PR #726, opened 2016-07-24
Fix failing test import error

spiliopoulos:
The test_run_scheduled_access_self test was failing when the
test suite was run from the package root because the function
schedule_access_self was declared in the module test_workers.py
which was not visible. As a result when it tried to run the job
and it tried to import the module test_worker, it raised an
ImportError. To keep things clean and consistent (the function
access_self, used by schedule_access_self was already declared in
tests/fixtures) I moved schedule_access_self to test/fixtures

### DIFF
--- a/tests/fixtures.py
+++ b/tests/fixtures.py
@@ -60,7 +60,6 @@ def access_self():
 
 def schedule_access_self():
     q = Queue('default', connection=get_current_connection())
-    assert get_current_job() is not None
     q.enqueue(access_self)
 
 def echo(*args, **kwargs):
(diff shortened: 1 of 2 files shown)


selwin:
This PR no longer merges cleanly because #710 was pulled in. Could you please resolve the conflicts so I can merge this in?

spiliopoulos:
This test is timing out randomly on pypy on Travis while waiting for the subprocess rqworker to finish running in burst. My guess is that the queue might contain work that might have been there from previous tests leading in a too long burst time (especially when the Travis infrastructure is overloaded). However, I can't reproduce this behaviour locally. If I find time I'll try to figure out what the original author was trying to test and rewrite these tests.

selwin:
This PR increases the worker timeout to 15 and it seems to do the trick: https://github.com/nvie/rq/pull/786/files

PR #902, opened 2017-11-09
improve logging in worker.py

samuelcolvin:
Worker logging is currently pretty verbose and naively configured. 

This improves it.

Changes:
* logging `*** Listening on ...` before/after every job moved from INFO to DEBUG
* logging `*** Listening on ...` at INFO on initial load.
* `log_result_lifespan` to prevent, `Result is kept for 500 seconds` being logged for every job
* whoever initially implemented logging in `worker` apparently didn't take the time to look at how python logging works - it specifically allows `log.info('template with var %s', var)` syntax to avoid formatting log statements which are subsequently dropped. I've fixed this on all `DEBUG` log statements, as that will have the most effect since they're generally dropped.
* there was a bunch of white space at the end of lines (is rq not running linting !?) which pycharm automatically deleted.

Currently executing a job with rq causes 4 statements at INFO level. This is currently causing about 1GB of logs each month from rq alone.

I can add a test for `log_result_lifespan` if you're happy with this.

### DIFF
--- a/rq/worker.py
+++ b/rq/worker.py
@@ -94,6 +94,7 @@ class Worker(object):
     death_penalty_class = UnixSignalDeathPenalty
     queue_class = Queue
     job_class = Job
+    log_result_lifespan = True
 
     @classmethod
     def all(cls, connection=None, job_class=None, queue_class=None):
@@ -132,7 +133,7 @@ class Worker(object):
                      connection=connection,
                      job_class=job_class,
                      queue_class=queue_class)
-        
+
         worker.refresh()
 
         return worker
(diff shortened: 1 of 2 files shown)


selwin:
Yes please :). Please document `log_result_lifespan` too if possible.

samuelcolvin:
`log_result_lifespan` tests done.

@selwin I hope this is ok, I can't find the code for the docs site so can't add proper documentation, but I've added a comment explaining `log_result_lifespan`. Hopefully that's ok for now.

selwin:
Thanks!

samuelcolvin:
Thanks for merging. Would be great to get this released fairly soon.

It's only a logging improvement and there shouldn't be any braking changes so a minor release should suffice?

selwin:
@samuelcolvin will try to release version 0.10 sometime in the next two weeks. Besides this one, I've merged in my job compression branch (https://github.com/nvie/rq/pull/907) for better memory usage.

I've got patch coming that should fix problems like https://github.com/ui/django-rq/issues/231 when running RQ with hundreds of workers.

PR #906, opened 2017-11-20
Refactor worker.refresh() attribute parsing

nicknovitski:


selwin:
Could you please move the methods into two separate functions `parse_int` and `parse_datetime` so we can use these in other places? Please put these functions in `utils.py`. Thanks :)

nicknovitski:
Sure.  Actually there was a third case, of `float`, so I just made one function for all three.  I'll add tests for it in a bit.

selwin:
@nicknovitski sorry for being nit-picky, but I'd rather have specialized functions such as `parse_date`. It just feels much cleaner to do:
`parse_date(obj.get('enqueued_at'))`
than
`parse_if_present(obj.get('enqueued_at'), parser=utcparse)`

Could you please make the modification?

PR #912, opened 2017-12-21
Add description param to  @job decorator

nlyubchich:
After using `@job` decorator for a function that takes a long string, in RQ worker I got printed all the args/kwargs via `job.get_call_string()`.

To get this overridden, I added `description` argument to the decorator.

I decided not to put this in `delay` method because it's may be currently be used by end user.


selwin:
Thanks!

PR #427, opened 2014-09-21
remove dependents jobs on parent job delete

psihonavt:

PR #916, opened 2018-01-10
Delete dependents of job explicitely

olingerc:
Linked to PRs https://github.com/rq/rq/pull/427 and https://github.com/rq/rq/pull/856
As discussed in both of the above PRs I am introducing a method to explicitly delete dependents of a job.
In this implementation deleting a job by default does not touch the dependents (should we introduce a CANCELED or ORPHANED state?).
In case a user uses `delete_dependents=True`, all dependent jobs are deleted.
Since canceling a job only removes it form the queue and dependents are not in a queue yet anyway that method is not involved.

### DIFF
--- a/rq/job.py
+++ b/rq/job.py
@@ -582,7 +582,6 @@ class Job(object):
 
     def delete_dependents(self, pipeline=None, remove_from_queue=True):
         """Delete jobs depending on this job."""
-        connection = pipeline if pipeline is not None else self.connection
         for dependent_id in self.dependents_ids:
             try:
                 dependent = Job.fetch(dependent_id, connection=self.connection)
--- a/rq/job.py
+++ b/rq/job.py
@@ -585,8 +585,7 @@ class Job(object):
 
     def delete_dependents(self, pipeline=None, remove_from_queue=True):
         """Delete jobs depending on this job."""
-        # TODO: should we do connection.delete(self.dependents_key) in case
-        # this method is called on its own?
+        connection = pipeline if pipeline is not None else self.connection
         for dependent_id in self.dependent_ids:
             try:
                 job = Job.fetch(dependent_id, connection=self.connection)
@@ -595,6 +594,7 @@ class Job(object):
             except NoSuchJobError:
                 # It could be that the dependent job was never saved to redis
                 pass
+        connection.delete(self.dependents_key)
 
     # Job execution
     def perform(self):  # noqa
--- a/rq/job.py
+++ b/rq/job.py
@@ -579,6 +579,7 @@ class Job(object):
                                    remove_from_queue=remove_from_queue)
 
         connection.delete(self.key)
+        connection.delete(self.dependents_key)
 
     def delete_dependents(self, pipeline=None, remove_from_queue=True):
         """Delete jobs depending on this job."""
@@ -591,8 +592,6 @@ class Job(object):
             except NoSuchJobError:
                 # It could be that the dependent job was never saved to redis
                 pass
-
-        connection.delete(self.dependents_key)
 
     # Job execution
     def perform(self):  # noqa
--- a/rq/job.py
+++ b/rq/job.py
@@ -321,6 +321,7 @@ class Job(object):
         self.ttl = None
         self._status = None
         self._dependency_id = None
+        self._dependents_ids = []
         self.meta = {}
 
     def __repr__(self):  # noqa  # pragma: no cover
@@ -444,6 +445,7 @@ class Job(object):
         self.result_ttl = int(obj.get('result_ttl')) if obj.get('result_ttl') else None  # noqa
         self._status = as_text(obj.get('status') if obj.get('status') else None)
         self._dependency_id = as_text(obj.get('dependency_id', None))
+        self._dependents_ids = self.dependents_ids
         self.ttl = int(obj.get('ttl')) if obj.get('ttl') else None
         self.meta = unpickle(obj.get('meta')) if obj.get('meta') else {}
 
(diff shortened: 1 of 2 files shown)


rq/job.py
```diff
@@ -194,6 +194,12 @@ def dependency(self):
         self._dependency = job
         return job
 
+    @property
+    def dependents_ids(self):
```
selwin: Could you please rename this to `dependent_ids`?

rq/job.py
```diff
@@ -486,6 +494,8 @@ def to_dict(self, include_meta=True):
             obj['status'] = self._status
         if self._dependency_id is not None:
             obj['dependency_id'] = self._dependency_id
+        if self._dependency_id is not None:
```
selwin: Did you mean `dependent_ids`?

rq/job.py
```diff
@@ -438,6 +445,7 @@ def to_date(date_str):
         self.result_ttl = int(obj.get('result_ttl')) if obj.get('result_ttl') else None  # noqa
         self._status = as_text(obj.get('status') if obj.get('status') else None)
         self._dependency_id = as_text(obj.get('dependency_id', None))
+        self._dependents_ids = self.dependents_ids
```
selwin: We shouldn't store `dependent_ids` in Redis? This value won't be accurate since new dependents could be added.

rq/job.py
```diff
@@ -561,9 +577,26 @@ def delete(self, pipeline=None, remove_from_queue=True):
                                             job_class=self.__class__)
             failed_queue.remove(self, pipeline=pipeline)
 
+        if delete_dependents is True:
```
selwin: `if delete_dependents:` is more Pythonic :)

rq/job.py
```diff
@@ -561,9 +577,26 @@ def delete(self, pipeline=None, remove_from_queue=True):
...
         connection.delete(self.key)
         connection.delete(self.dependents_key)
 
+    def delete_dependents(self, pipeline=None, remove_from_queue=True):
+        """Delete jobs depending on this job."""
+        # TODO: should we do connection.delete(self.dependents_key) in case
+        # this method is called on its own?
+        for dependent_id in self.dependents_ids:
+            try:
+                dependent = Job.fetch(dependent_id, connection=self.connection)
```
selwin: Nitpick, could you please rename `dependent` to `job`?

rq/job.py
```diff
@@ -494,8 +492,9 @@ def to_dict(self, include_meta=True):
             obj['status'] = self._status
         if self._dependency_id is not None:
             obj['dependency_id'] = self._dependency_id
-        if self._dependency_id is not None:
-            obj['dependents_ids'] = self._dependents_ids
+        _dependents_ids = list(self.dependent_ids)
```
selwin: Conversion of `dependent_ids` to list should be moved to `def dependent_ids`. The docstring on `dependent_ids` also mentions that it returns `a list of ids`.

rq/job.py
```diff
@@ -494,8 +492,9 @@ def to_dict(self, include_meta=True):
...
+        if len(_dependents_ids) > 0:
```
selwin: `if _dependent_ids` is more Pythonic :)

rq/job.py
```diff
@@ -513,25 +522,31 @@ def save_meta(self):
...
-    def cancel(self):
+    def cancel(self, pipeline=None):
         """Cancels the given job, which will prevent the job from ever being
         ran (or inspected).
 
         This method merely exists as a high-level API call to cancel jobs
         without worrying about the internals required to implement job
         cancellation.
         """
+        # TODO: Dependent jobs are by default in a DEFERRED state. Should we
```
olingerc: @selwin What do you think about the CANCELED state?

selwin: Yes, introducing a canceled state and a corresponding `CanceledJobRegistry` is a good idea. This way, we can keep track of canceled jobs.

This should be implemented in a separate PR though. Feel free to open an issue for this so we don't forget :)

selwin:
@olingerc TravisCI haven't been running builds since this repo was moved. I just updated the integration, do you mind making a change so we can check whether the builds pass on Travis?

rq/job.py
```diff
@@ -486,6 +492,9 @@ def to_dict(self, include_meta=True):
             obj['status'] = self._status
         if self._dependency_id is not None:
             obj['dependency_id'] = self._dependency_id
+        _dependents_ids = self.dependent_ids
```
selwin: `dependent_ids` are stored as a set in `job.dependent_keys` so these don't need to be serialized for storage. I think we can remove these.

selwin:
@olingerc could you please merge the current master branch to your pull request so codecov doesn't complain?

rq/job.py
```diff
@@ -561,9 +570,26 @@ def delete(self, pipeline=None, remove_from_queue=True):
...
             failed_queue.remove(self, pipeline=pipeline)
 
+        if delete_dependents:
+            self.delete_dependents(pipeline=pipeline,
+                                   remove_from_queue=remove_from_queue)
+
         connection.delete(self.key)
         connection.delete(self.dependents_key)
 
+    def delete_dependents(self, pipeline=None, remove_from_queue=True):
```
selwin: One more detail, we don't need the `remove_from_queue` argument because dependent jobs are not yet enqueued.

rq/job.py
```diff
@@ -561,9 +570,26 @@ def delete(self, pipeline=None, remove_from_queue=True):
...
+        """Delete jobs depending on this job."""
+        connection = pipeline if pipeline is not None else self.connection
+        for dependent_id in self.dependent_ids:
+            try:
+                job = Job.fetch(dependent_id, connection=self.connection)
+                job.delete(pipeline=pipeline,
+                           remove_from_queue=remove_from_queue)
```
selwin: Please use `remove_from_queue=False` for this one so RQ doesn't try to remove the job from Redis (we save an extra Redis operation here).

selwin:
Thanks!

PR #923, opened 2018-01-18
Added pytest to dev-dependencies

eshigee:
PyTest is required for running tests, but was not present in dev-requirements.txt


selwin:
Thanks!

PR #929, opened 2018-02-04
update Redis requirement to one specified by readme

rooterkyberian:
Changed Redis version requirement to be the same as one specified by Readme.
https://github.com/rooterkyberian/rq/commit/c6f79784640f95635b5e575e6691caa47350e948


selwin:
Thanks!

====

» INSTRUCTIONS TO FOLLOW: Transcribe the material exactly, stopping after the "schedule_access_self was declared" line.

» ANSWER SPACE:
PR #726, opened 2016-07-24
Fix failing test import error

spiliopoulos:
The test_run_scheduled_access_self test was failing when the
test suite was run from the package root because the function
schedule_access_self was declared in the module test_workers.py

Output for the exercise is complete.